From Figure 9, the value of E_sum has a sharp peak at λ ~ 600 nm with positive dependence of the gap width and broad peak at λ ~ 850 nm with negative dependence of the gap width. These trends are similar to those in T_max shown in Figure 8. Then, this result indicates that the generation of the temperature field is due to the contribution of the electric field inside the gold nanostructure. Moreover, the difference between Figure 8 and Figure 9 can be found whatever the wavelength region. This is attributed to the wavelength dependent energy as in Equation (8); light with short wavelength has higher energy.

Next, the influence of gap width on thermophoretic manipulation performance for nanomaterials is discussed. A temperature rise generally induces thermophoretic force for the nanomaterials. However, the variation of T_max depending on the wavelength is within several K. This difference results in the difference of the thermophoretic force about 1% because the thermophoretic force (Equation (2)) is proportional to the absolute temperature T. Therefore, it can be said that the effect of the gap width change on the thermophoretic force is considered negligibly small. Consequently, we can state that one does not need to take primary care of the gap, unlike with the plasmonic tweezers.

4. Conclusions

This study numerically investigates the effects of gap width on the electric and temperature fields generated around gold nanostructures when irradiating a plane wave that assumes a laser light beam. The electric field calculations show that as the gap width w decreases, the electric field is gradually enhanced at wavelengths both around 600 nm (red) and 800 nm (near infrared), reaching the maximum at w = 10 nm.

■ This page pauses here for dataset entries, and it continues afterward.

PR #551, opened 2026-06-05
INTPYTHON-978 Make embedded models unmanaged

timgraham:


aclark4life:
Before this did we have a noop somewhere to skip creating collections for embedded models ?

timgraham:
Two things:
- [@ignore_embedded_models](https://github.com/mongodb/django-mongodb-backend/blob/742c97b3a9d963e22070bc8a80137434096aa633/django_mongodb_backend/schema.py#L16-L31) decorator on `SchemaEditor` methods.
  - It remains to protect models in existing migrations (but could be removed after a deprecation that alerts users to update their old migrations).
- [MongoRouter.allow_migrate()](https://github.com/mongodb/django-mongodb-backend/blob/main/django_mongodb_backend/routers.py#L6-L18) method.
  - It remains to prevent embedded models from appearing in fixtures generated by `dumpdata`. Unmanaged models are dumped [by design](https://code.djangoproject.com/ticket/13816).

aclark4life (approved):
LGTM

PR #552, opened 2026-06-05
INTPYTHON-983 Add support for pattern lookups on UUIDField

timgraham:


aclark4life:
What is the context here? `UUIDField` is a Django field that we've support from the beginning correct? Is this due to a new server feature or are we just getting around to it? Do we have pattern matching on any other fields?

Especially, the near infrared peak becomes dominant when w < 20 nm. The temperature field calculation shows that the plasmonic heat generation around gold nanostructures has complicated the dependence of the gap width depending on the wavelength of incident waves.

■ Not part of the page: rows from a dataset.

PR #570, opened 2026-06-15
INTPYTHON-643 Prevent repeated errors on nested embedded forms

timgraham:
INTPYTHON-643

Claude's analysis:

**Root cause**

`forms.EmbeddedModelField` subclasses `forms.MultiValueField`. That single choice causes every symptom in the ticket:

1. Messages collapse onto the parent. `MultiValueField` is designed to represent one logical value split across several widgets (think split date/time). By contract, all subfield errors are aggregated into the parent field's errorlist — so `form.errors["publisher"]` gets `["Ensure this value has at most 2 characters (it has 8)."]` and it renders in a single `id_publisher_error` `<ul>` at the fieldset level, with no indication that state was the culprit.
2. Wrong/no field highlighting. Rendering is hijacked by `EmbeddedModelBoundField.__str__()`, which builds a fresh, unbound model form: `self.field.model_form_cls(instance=self.value(), ...)`. Because it's unbound (`instance=`, never `data=`), the nested form has no errors of its own, so Django can't add aria-invalid/error classes to the offending inputs. The fields that are actually wrong are never marked.
  3. Generic, useless messages. `"Enter all required values."` / `"Enter a list of values."` are `MultiValueField`'s incomplete/invalid messages — they don't name the missing subfield.

The same bug exists, in worse form, in `EmbeddedModelArrayField`: `clean()` raises `ValidationError(formset.errors + formset.non_form_errors())` (aggregating onto the parent), and `EmbeddedModelArrayBoundField.__str__()` renders a bound formset that shows per-field errors too → messages are literally rendered twice.

**Why this is the wrong abstraction**

`MultiValueField`/`MultiWidget` has no concept of per-subwidget errors — there is no template hook to attach an error to widget N. The structure that does have native per-field error association is a bound form (or formset): each `BoundField` renders its own errors next to its input and marks the input invalid. Django already does this perfectly; we just aren't letting it.

**Recommended solution**

Stop using `MultiValueField`. Make `EmbeddedModelField` a plain `forms.Field` that owns a real, bound nested `ModelForm` and delegates both validation and rendering to it — mirroring (and then unifying with) the `EmbeddedModelArrayField`/formset design, which is already the right shape.

The enabling hook is `Field._clean_bound_field(self, bf)`. Unlike `clean(value)`, it receives the `BoundField` — so the same nested form built for rendering can be the one we validate. That gives a single source of truth and lets us delete the prefix_override HACK.

---

This improves the situation and solves INTPYTHON-993 as a side-effect (commit two has regression tests), but it doesn't solve all layout and styling issues. I created INTPYTHON-995 for follow up.

### DIFF
--- a/django_mongodb_backend/forms/fields/embedded_model.py
+++ b/django_mongodb_backend/forms/fields/embedded_model.py
@@ -1,81 +1,114 @@
+from itertools import chain
+
 from django import forms
+from django.core.exceptions import ValidationError
 from django.forms.models import modelform_factory
 from django.utils.safestring import mark_safe
-from django.utils.translation import gettext_lazy as _
 
 
-class EmbeddedModelField(forms.MultiValueField):
-    default_error_messages = {
-        "invalid": _("Enter a list of values."),
-        "incomplete": _("Enter all required values."),
-    }
+class EmbeddedModelField(forms.Field):
+    """
+    Form field for an embedded model, backed by a ModelForm.
+
+    A single nested form instance (built in EmbeddedModelBoundField) is the
+    source of truth for both validation and rendering, so each validation error
+    renders inline next to the subfield that produced it instead of being
+    aggregated onto this parent field. The nested form's messages are still
+    aggregated into the parent form's errors dict (so form.errors[name] stays
+    meaningful), but EmbeddedModelBoundField.errors suppresses them at render
+    time to avoid showing them twice.
+    """
 
     def __init__(self, model, prefix, *args, **kwargs):
-        form_kwargs = {}
-        # To avoid collisions with other fields on the form, each subfield must
-        # be prefixed with the name of the field.
-        form_kwargs["prefix"] = prefix
-        self.form_kwargs = form_kwargs
+        self.model = model
+        # To avoid collisions with other fields on the form, each subfield is
+        # prefixed with the name of this field.
+        self.prefix = prefix
         self.model_form_cls = modelform_factory(model, fields="__all__")
-        self.model_form = self.model_form_cls(**form_kwargs)
-        self.field_names = list(self.model_form.fields.keys())
-        fields = self.model_form.fields.values()
-        widgets = [field.widget for field in fields]
-        widget = EmbeddedModelWidget(self.field_names, widgets)
-        super().__init__(*args, fields=fields, widget=widget, require_all_fields=False, **kwargs)
-
-    def compress(self, data_dict):
-        if not data_dict:
-            return None
-        values = dict(zip(self.field_names, data_dict, strict=False))
-        return self.model_form._meta.model(**values)
+        kwargs["widget"] = EmbeddedModelWidget(prefix)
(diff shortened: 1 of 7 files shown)


blink1073:
As a general question, is there a standard practice to use something like playwright with screenshots and error message handling as integration tests for Django UI?

timgraham:
- Django's [LiveServerTestCase](https://docs.djangoproject.com/en/6.0/topics/testing/tools/#django.test.LiveServerTestCase) can be used with Selenium, [Playright](https://github.com/mxschmitt/python-django-playwright), etc.
- [AdminSeleniumTestCase](https://github.com/django/django/blob/61e078ecab9a9e8de9d283adf9fa554b6a145ce8/django/contrib/admin/tests.py#L25) is a private API used by the Django test suite.
-  There's an ongoing 2026 Summer of Code project to [switch `AdminSeleniumTestCase` from Selenium to Playwright](https://summerofcode.withgoogle.com/programs/2026/projects/hVM2skuP).

blink1073:
Thanks, I created [INTPYTHON-1000 - [Django] Look into integration testing of the UI](https://jira.mongodb.org/browse/INTPYTHON-1000)

django_mongodb_backend/forms/fields/embedded_model.py
```diff
@@ -1,81 +1,114 @@
...
-        # When rendering a form with errors, nested EmbeddedModelField data
-        # won't be compressed if MultiValueField.clean() raises ValidationError
-        # error before compress() is called. The data must be compressed here
-        # so that EmbeddedModelBoundField.value() returns a model instance
-        # (rather than a list) for initializing the form in
-        # EmbeddedModelBoundField.__str__().
-        return self.compress(value) if isinstance(value, list) else value
+        return EmbeddedModelBoundField(form, self, field_name)
+
+    def _clean_bound_field(self, bf):
```
blink1073, line 34: Using a private API feels off, is this something we should try to refactor upstream?

timgraham: `_clean_bound_field()` was introduced in https://github.com/django/django/commit/d9b91e38361696014bdc98434d6d018eae809519. I don't see an obvious way to argue for a public API there (already called from a private API). Is it likely to change? Hard to say, but surely some way to accomplish the desired result will remain. As I explained in yesterday's meeting, periodically checking compatibility with Django's main branch is helpful so that if a breaking change is made, this project's maintainers can have an early dialog with Django's maintainers if needed.

The entire embedded model initiative stretches Django's APIs in new and explored ways. Absent a grand rearchitecture that abandons Django's usual APIs, I think it's likely to remain a bit of a kludge.

blink1073: Fair enough, given that we only ever target a single minor version, I think we have to accept the usage of some private APIs.

blink1073 (approved):
LGTM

The effect of gap width on the migration performance for nanomaterials existing around the gold nanostructures is expected to be greatly different depending on the manipulation principle. The optical radiation pressure is sensitive to the gap width due to the large change in the electric field enhancement. On the other hand, there is no significant difference in the thermophoretic force, although the temperature rise shows some trends that depend on the gap width, suggesting that the effect of the gap width on the thermophoretic power is small.